Tales from the Backseat- Driving the Drunk

In the late hours of the night and in the wee hours of the morning, I prowl the streets of Atlanta seeking out those in need of transportation. I am there for the buoyant tourist, the inebriated party goer, the early rising worker, and the wide eyed student. I provide them safe passage to their destinations. Like the barkeep of days gone by, I bear witness to the unique stories each of them tells and sometimes I might even advise them. I am an uber driver that enjoys uplyfting experiences each time I sit behind the wheel. These are my tales from the backseat. Next Week: Scents and Sensitivity-Eau de Uber

One Never Knows What Each Night Will Bring

Journal Entry 1

I knew when I began driving that I would encounter people who had a few too many. It is one of the great gifts of this amazing system. Less people drive drunk.

As a matter of fact, one of my first passengers was a tipsy fellow who had a little too much at lunchtime and needed a ride to his house a few miles away. He just rambled on about his busy day being cut short and how he hoped his wife wasn’t home.

I was not as prepared, however, for my first real introduction to drunk passengers as I thought I would be. It was Cinco De Mayo, that holiday where suddenly everybody in the city suddenly becomes Latino and wildly celebrates a minor victory of the Mexican army over French oppressors.
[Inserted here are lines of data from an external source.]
PR #855, opened 2024-02-12
fix: ensure prepareServer respects server variables when custom url is the same as the OAS url

yoitsro:
| 🚥 Resolves ISSUE_ID |
| :------------------- |

## 🧰 Changes

A truthy check was being performed on the `serverIdx`, which would effectively ignore the value when `serverIdx` was 0.

This fixes that to ensure that server variables are respected when the server URL passed in is the same as the server URL defined in the OAS.

## 🧬 QA & Testing

It now works for us, whereas it didn't before.


kanadgupta (approved):
thanks!

Issue #821, opened 2023-11-17
define the Type of the sdk object.


mewc:
Im trying to get an inferred type of the whole imported "sdk" object

for example.
```
import workspaces from '@api/generated-sdk-of-some-kind'

const configureApiModule = (apiModule: any ) => {
  apiModule.server(url, { basePath: 'v1' })
  apiModule.auth(username, password)
}

modules.forEach(configureApiModule)
```

i want to be able to make the apiModule typed properly, but i can't seem to export or use any of the `type SDKInstance = ReturnType<typeof createSDK>;` or InstanceOf since the `createSDK` call is an IIFE.

I also dont want to edit codegen stuff ofc. Am i missing anything?

erunion:
@kanadgupta Any ideas on how we can handle this? We can't export SDK from the generated `index.ts` files because that'd collide with the default export in CJS environments, and we can't do the same with an `export type APISDK = typeof SDK` in the same file for the same reason.

kanadgupta:
@erunion what if we defined the SDK class in a `sdk.ts` file and created an export in the `package.json` for that? And then the IIFE would remain in `index.ts` and import from `sdk.ts`?

erunion:
@kanadgupta That'd work

PR #856, opened 2024-02-13
feat(api): export SDK

yoitsro:
| 🚥 Resolves https://github.com/readmeio/api/issues/821 |
| :------------------- |

## 🧰 Changes

In some use cases, the SDK class needs to be instantiated several times.

For instance, in a multi-tenancy scenario, there may be multiple instances of the same API server, but serving different tenants' data from different base URLs. In this case, we need to instantiate multiple clients with different server URLs.

## 🧬 QA & Testing

The unit test fixtures have been updated accordingly to reflect that the SDK is now exported.


kanadgupta (changes requested):
hi, thanks so much for this contribution! unfortunately when compiling TS into CJS and ESM, files with both default and non-default exports typically lead to typing issues in certain environments. we don't have great test coverage on this front quite yet unfortunately.

what if the class was the default export from a new `src/sdk.ts` file and the IIFE in `src/index.ts` imports that?[^1]

[^1]: first discussed [here](https://github.com/readmeio/api/issues/821#issuecomment-1839242629)

yoitsro:
Yeah, I saw that discussion after submitting the PR but didn't have time to sort it. Let me take a quick look at it.

yoitsro:
Here are the changes. Once they're good, I'll squash the commits down (or I guess you could do that too if required).

kanadgupta (approved):
thanks again, this looks great!

kanadgupta:
> I'll squash the commits down (or I guess you could do that too if required).

and we'll take care of squashing when we merge, thanks!

erunion (approved):
thanks for this!

Issue #849, opened 2024-01-30
NPM Audit Report Vulnerability due to lodash.setwith


andreisaikouski:
As per title, `npm audit` report provides:

```
lodash.setwith  *
Severity: high
Prototype Pollution in lodash - https://github.com/advisories/GHSA-p6mc-m468-83gw
fix available via `npm audit fix --force`
Will install api@2.6.0, which is a breaking change
node_modules/lodash.setwith
  api  >=5.0.0-beta.0
  Depends on vulnerable versions of lodash.setwith
  node_modules/api
```

brickfungus:
I was able to get around it with this https://github.com/lodash/lodash/issues/5809#issuecomment-1910560681
but a fix here would be nice

andreisaikouski:
@brickfungus thanks for the recommend. Yeah I did the same, but wanted to raise an issue here as I saw one doesn't exist

jdleesmiller:
Thank you for merging the PR. Will there be a new release soon that includes the change?

erunion:
Hi, sorry for the delay on this one but I've just published `v7.0.0-beta.6` to our `next` channel.

lpgera:
Hey! I totally understand that releasing a stable v7 may take a lot of time, so is there any chance for backporting this security patch and releasing it as v6.1.2? I'd be happy to create a PR if there's support for this and someone creates a v6 branch at e440a28841e753895bfb5315b4d31f679824fa39 to serve as a base for it.

erunion:
Apologies for dragging ass on this, I've just backported the `lodash.<package>` -> `lodash` package migrations that happened https://github.com/readmeio/api/pull/859 down to our v6 series with a new v6.1.2 release on NPM. 

https://github.com/readmeio/api/compare/v6.1.1...v6.1.2

lpgera:
Much appreciated!

PR #859, opened 2024-02-23
chore(deps): use lodash instead of per method packages

jdleesmiller:
| 🚥 Resolves https://github.com/readmeio/api/issues/849 |
| :------------------- |

## 🧰 Changes

Use of `lodash` per method packages [is now discouraged (docs)](https://lodash.com/per-method-packages), and they appear to be unmaintained and have security vulnerabilities. As explained in the linked docs, depending on lodash is preferred.

## 🧬 QA & Testing

The tests on the `api` package passed locally.


jdleesmiller:
Thanks for approving the CI runs. It looks like a generic CI failure... which I am not sure what to do with. It is possible that I have broken something in lerna by not using lerna to remove the package?

kanadgupta:
Hi! See https://github.com/lodash/lodash/issues/5107, specifically this part:

> This doesn’t work with modules (.mjs files) in NodeJS. Instead, lodash needs to be imported as a default import.

The `api` subpackage (e.g., `./packages/api` is ESM-only. I tried swapping this out for `lodash-es` and it appears to work as expected.

kanadgupta (approved):
Thanks!

PR #898, opened 2024-06-25
feat: use project name rather than `sdk` in sdk snippet

darrenyong:
| 🚥 Resolves RM-6573 |
| :------------------- |

## 🧰 Changes
We wanted to update the `sdk` in our SDK snippet generation to use the site name so it feels more personalized. 

## 🧬 QA & Testing

### DIFF
--- a/packages/httpsnippet-client-api/src/index.ts
+++ b/packages/httpsnippet-client-api/src/index.ts
@@ -164,7 +164,7 @@ const client: Client<APIOptions> = {
       }
     } else {
       sdkPackageName = getProjectPrefixFromRegistryUUID(opts.api.registryURI);
-      sdkVariable = camelCase(sdkPackageName as string);
+      sdkVariable = camelCase(sdkPackageName || 'sdk');
     }
 
     const operationSlugs = foundOperation.url.slugs;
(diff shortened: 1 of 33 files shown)


packages/httpsnippet-client-api/src/index.ts
```diff
@@ -164,7 +164,7 @@ const client: Client<APIOptions> = {
       }
     } else {
       sdkPackageName = getProjectPrefixFromRegistryUUID(opts.api.registryURI);
-      sdkVariable = 'sdk';
+      sdkVariable = camelCase(sdkPackageName as string);
```
erunion, line 167: Probably don't want to suppress the TS error here that `sdkPackageName` might be `null` because that'll happen if `registryURI` isn't properly formulated.

```suggestion
      sdkVariable = camelCase(sdkPackageName || 'sdk');
```

erunion (approved):

packages/httpsnippet-client-api/src/index.ts
darrenyong: ah, good call!

gkoberger:
Yessss!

My first pickup was at a bar in Buckhead where four young moms hopped into the car. They had been out celebrating an evening without their husbands or kids. As it turns out they all live on a gated street of about ten homes, like the old Dallas spinoff Knott’s Landing.

I was on the highway driving them out to the burbs when a request came from the backseat that I stop the car. “Miss, I am in the middle of I-285. It might be a challenge” The sound of her pleading voice convinced me that I needed to pull over to an exit island where she proceeded to heave ho on the highway.

I was prepared with water, a plastic bag, and some baby wipes which came in very handy. Her friends comforted their wasted friend by congratulating her on being able to drink as much as she wanted; apparently she was the only mom not going to work in the morning.

When things returned to normal, one of the young ladies turned to me and said “I always worry that the Uber driver could be on the creepy side but you were great. You must be an amazing dad.” (I am.)

I turned around and headed back to the bars on Roswell Boulevard where all hell had broken loose. Viva la Revolution. My next stop was a bar where Gil had called from. After arriving and messaging Gil, I got a call. “Where are you, uber guy?” and then he hung up. Before I could call back, the phone rang again, “Where are you uber guy?” And then hung up again. On the third call, I jumped in and said, “GIL, I AM HERE. Where are you? “

“I am standing in the middle of the road and I’m dancing.” And sure enough there was Gil dancing by the side of my car. “Mr. Gil,” I said,” If you would stop twirling for just a moment you would see me waving from the car right beside you.

Gil and his buddy stumbled into the car. As it turns out, Gil was from the fine country of Liechtenstein and had much to say about his postage stamp sized nation. He and his pal were Georgia Tech students and they certainly made their university proud that night as they yelled out the window at passing women.

At 2:00 am, I was ready to call it a night when I got a ping from Johnny’s Hideaway- a dance club on Roswell Road. The young lady called me and shared that she only had 2% left on her phone and to please not abandon her. I pulled up to Johnny’s and waited and waited (we do a lot of that). After ten minutes, she stumbled out and quickly got in the car. “Hurry, please leave. This really horrible guy has been following me.”

“Where to?” I asked trying to take control. “I don’t know. It’s in Cobb County,” she slurred. And so we began a game of twenty questions until I finally deduced she was saying at a Sheraton off of Windy Hill. She was visiting from Alabama and was here for training. Her story rambled on and she continued to thank me as her knight in shining Subaru armor.

I had just pulled up to the hotel when she shouted, “Oh my god, this is not where I am staying.” I looked at her and calmly said, “Yes it is, Allison.” She stared out the window. “OMG you’re right.”

The Wrap Up

There are times when you have to suspend your judgement of people and just be there to help. People drink in excess for many reasons. And some folks do a great job of embarrassing themselves. And it is at such times, when I realize that I am doing more than transporting people; I am keeping them safe. There is something to be said about the kindness of strangers, especially the strangers who are sober.